The thing is, the university tried to mediate the issue with Ms. Ward, and she refused. So she was really doing the opposite of what you’re saying. Her solution was that she either not work with gay clients, or do just what you said would be totally unethical–stop a client and refer to another worker–if the client’s relationship or sexuality came up in some way. She felt that she should be allowed to hold on to her bigotry. We all have prejudices and biases, but we need to work to eliminate them, not expect our profession to cater to them.

Also, I said that I felt that we all needed to do some work on ourselves. Not to simply get over it, but if something is really holding us back from serving our clients effectively, we need to deal with it. That’s what I was saying I did. That’s what this woman was unwilling to do.

There is also a difference between recognizing that something is outside our expertise and making an appropriate referral for additional services, and saying that we don’t work with a certain group of people, which is what Ms. Ward’s actions amount to.

21 06 2012
sw247

That last comment is actually mine – apparently wordpress still remembers my email as an old blog (iamthisgirl). 🙂 Just wanted to claim my comment!

27 06 2012
Jill

Blecch, people are icky – what a ridiculous person! I agree that she absolutely should not be counseling high school students; what if someone came out to her and she rejected/passed on them?? Whether it was done subtly or not, teens would know that she disapproved of them, and I can’t imagine how devastating that would feel.

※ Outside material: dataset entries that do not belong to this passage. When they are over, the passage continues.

PR #269, opened 2016-09-22
Add metadata to groups.

jbpeirce:


api/src/main/java/keywhiz/api/CreateGroupRequest.java
```diff
@@ -30,22 +30,29 @@
   @JsonProperty
   public final String description;
 
+  @Nullable
+  @JsonProperty
+  public final String app;
+
   public CreateGroupRequest(@JsonProperty("name") String name,
```
jbpeirce: This is the change that most concerns me--it's a change to the constructor, and I wasn't able to figure out how to have two constructors one of which had only name and description (Json threw errors).  Is it worth forcing CreateGroupRequests to have an empty app name/adding a "setAppName" method separate from the constructor to avoid this?

mcpherrinm:
I think we should allow arbitrary JSON metadata, like we do with secrets

api/src/main/java/keywhiz/api/CreateGroupRequest.java
csstaub: Yes, just have one constructor and other use cases will have to pass `null` as the app name to indicate absence.

mcpherrinm:
We should print this metadata in `keywhiz.cli describe group` (like we print metadata for secrets)

mcpherrinm:
This change looks good but I'd like to go over it carefully, since it's a decently big change.

jbpeirce:
New group output from keywhiz-cli:
```
./cli/target/keywhiz-cli*shaded.jar --url https://localhost:4444 --devTrustStore --user keywhizAdmin describe group --name Web
Web
	Clients:
		CN=User1
		CN=User3
		CN=User4
	Secrets:
		Database_Password
		General_Password
		Nobody_PgPass
		NonexistentOwner_Pass
	Metadata:
	Created at:
		Jun 21, 2012 7:38:09 AM
	Updated at:
		Jun 21, 2012 7:38:09 AM
```

PR #270, opened 2016-09-26
Adds a lastSeen field to clients, and updates it when client is seen

stfinney:
Client lastSeen is updated in ClientAuthFactory, which produces the client object for every API endpoint.


csstaub:
Looks like build failure?

mcpherrinm:
Looks like this only adds migrations for Mysql.  We should support H2 and Postgres as well.

Also, we should print the value in keywhiz.cli

mcpherrinm:
Does this run once per TLS connection, or only every request?

We might need to be careful we don't swamp the database server with writes -- kwfs can be very chatty.

server/src/main/java/keywhiz/service/daos/ClientDAO.java
```diff
@@ -73,6 +74,18 @@ public void deleteClient(Client client) {
     });
   }
 
+  public void sawClient(Client client) {
+    long now = OffsetDateTime.now().toEpochSecond();
+
+    dslContext.transaction(configuration -> {
+      DSL.using(configuration)
+          .update(CLIENTS)
+          .set(CLIENTS.LASTSEEN, now)
```
csstaub: I would do this instead:
```
.set(CLIENTS.LASTSEEN, DSL.greatest(CLIENTS.LASTSEEN, DSL.val(now, CLIENTS.LASTSEEN)))
```

Which is jOOQ DSL for:
```
lastseen = greatest(lastseen, :now)
```

That way you avoid every accidentally writing an earlier value than what is already in the database in case of clock skew.

server/src/main/java/keywhiz/service/daos/ClientMapper.java
```diff
@@ -29,6 +30,14 @@
...
 class ClientMapper implements RecordMapper<ClientsRecord, Client> {
   public Client map(ClientsRecord r) {
+    Long lastSeen = r.getLastseen();
+    ApiDate dateLastSeen;
+    if (lastSeen == null) {
+      dateLastSeen = null;
+    } else {
+      dateLastSeen = new ApiDate(lastSeen);
+    }
+
```
csstaub: Could also do:
```
ApiDate lastSeen = Optional.ofNullable(r.getLastseen()).map(ApiDate::new).orElse(null);
```

server/src/main/java/keywhiz/service/daos/ClientDAO.java
```diff
@@ -73,6 +74,18 @@ public void deleteClient(Client client) {
     });
   }
 
+  public void sawClient(Client client) {
+    long now = OffsetDateTime.now().toEpochSecond();
```
csstaub: Maybe add a check here: if `now` is within `threshold` seconds of `client.getLastseen()`, skip writing to the database? I think 24h-granularity for last seen is sufficient so threshold could be 24*60*60 which would avoid a lot of writes.

server/src/main/java/keywhiz/service/daos/ClientDAO.java
```diff
@@ -76,14 +80,19 @@ public void deleteClient(Client client) {
...
-    });
+    ApiDate lastSeen = client.getLastSeen();
+
+    // only update last seen if it's been more than `lastSeenThreshold` seconds
+    // this way we can have less granularity on lastSeen and save db writes
+    if (lastSeen == null || now > lastSeen.toEpochSecond() + lastSeenThreshold) {
+      dslContext.transaction(configuration -> {
+        DSL.using(configuration)
+            .update(CLIENTS)
+            .set(CLIENTS.LASTSEEN, DSL.when(CLIENTS.LASTSEEN.isNull(), now).otherwise(DSL.greatest(CLIENTS.LASTSEEN, DSL.val(now, CLIENTS.LASTSEEN))))
```
csstaub: Neat

csstaub:
Link to build failure: https://travis-ci.org/square/keywhiz/builds/163851226#L8181

csstaub:
:( 
```
org.jooq.exception.DataAccessException: SQL [update CLIENTS set CLIENTS.LASTSEEN = case when CLIENTS.LASTSEEN is null then cast(? as bigint) else greatest(CLIENTS.LASTSEEN, cast(? as timestamp)) end where CLIENTS.ID = cast(? as int)]; Cannot parse "TIMESTAMP" constant "1475185281"; SQL statement:
update CLIENTS set CLIENTS.LASTSEEN = case when CLIENTS.LASTSEEN is null then cast(? as bigint) else greatest(CLIENTS.LASTSEEN, cast(? as timestamp)) end where CLIENTS.ID = cast(? as int) [22007-187]
	at org.h2.util.DateTimeUtils.parseDateValue(DateTimeUtils.java:275)
```

stfinney:
I guess I need to install postgres/h2 on my machine so I can test this stuff faster. Pushing and waiting on travis builds is kind of annoying.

I have to say though, I’m not a fan of your comment about the “blatant homophobia hidden in religion.” Not all religions incorporate elements of homophobia, and although some do, not all religious people subscribe to those vestiges of past discrimination. There are also plenty of religious people who lobby for the separation of church and state rather than trying to smother laws with their values. Just something that caught my eye – I guess that BA in religious studies (academic study of a bunch of religions, not theology!) was good for something!

27 06 2012
socialjerk

Oh no, I was referring to *Ms. Ward’s* homophobia hidden in religion. As in, not admitting and dealing with the messed up fact that she doesn’t like gay people, but rather hiding behind “not my fault, it’s my religion!” *This* is an instance of blatant homophobia hidden in religion. I have a huge issue with how many religions treat LGBT people (particularly Catholicism, as that’s what I grew up in) but that homophobia certainly isn’t hidden.

I minored in religious studies, which I certainly wouldn’t have done if I thought all religions or religious people were virulently homophobic. Though I’m now an atheist, most people I know are religious to some degree and think that this situation is ridiculous, so I certainly wasn’t saying what you thought I was saying.

Thanks for reading.

3 07 2012
Jill

Thanks for your clarification! I definitely misunderstood. I adore your blog, and I hope to be a young foster parent in a few years, so maybe someday we’ll meet 🙂

27 06 2012
emaufmuth

I am just dumbfounded. How dare a school of higher learning encourage its students to think beyond their own perspectives! How dare a profession focused on helping people dealing with challenging situations encourage its practitioners to deal with their own challenged ideas! How dare they!!

I dunno…I think Ms. Julea needs a new profession that allows her to only work with people who think exactly like she does and only live their lives the way she wants them to… What does that leave us with… Cult leader?

So, if I move to Michigan and become a ‘counselor’, does that mean that I can tell all homophobic, republicans to get bent because I don’t believe in their beliefs?

Don’t lets get started on that whole counseling program thing. Oy.